I am using Azure's text-to-speech service for zh-CN. We can get the viseme ID and the start time of each viseme. Is there any way to get the phoneme sequence corresponding to the viseme ID at the same time?
I know there is a speech phonetic alphabet table (https://learn.microsoft.com/en-us/azure/cognitive-services/speech-service/speech-ssml-phonetic- sets). But it is difficult to get the exact phoneme sequence because the phoneme and the viseme are many to one.

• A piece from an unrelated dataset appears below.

PR #279, opened 2019-02-19
libva 2.4.0

htpc-ubuntu-linux:
Signed-off-by: intel <carl.zhang@intel.com>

Thank you for your answer.

Azure AI Speech
Azure AI Speech
An Azure service that integrates speech processing into apps and services.
1,391 questions
{count} votes

1 answer

Sort by: Most helpful
  1. VasimTamboli 4,410 Reputation points
    2023-05-14T10:57:36.8466667+00:00

    In Azure's text-to-speech service, there is currently no direct API or method provided to obtain the phoneme sequence corresponding to the viseme ID. The visemes represent visual speech information, while the phonemes represent the individual speech sounds. As you mentioned, there is a many-to-one mapping between visemes and phonemes, which makes it challenging to precisely determine the phoneme sequence from viseme information alone.

    The Speech Synthesis Markup Language (SSML) phonetic sets you referred to provide a mapping between phonemes and visemes for specific languages. However, it's important to note that these mappings are approximate and can vary depending on factors such as voice quality, language variations, and speech styles.

    If you require the exact phoneme sequence for your specific use case, you may need to explore other approaches or technologies that focus specifically on phonetic analysis and transcription. These techniques typically involve more advanced speech processing and analysis algorithms.

    Alternatively, you can consider leveraging Azure Speech Service's Speech-to-Text capability to transcribe the spoken audio and obtain a phonetic transcription directly. The Speech-to-Text service is designed to convert spoken language into written text, including the ability to generate phonetic transcriptions.

    It's recommended to evaluate your specific requirements and consult the official Azure documentation and resources for further guidance on integrating speech recognition or phonetic analysis capabilities into your application.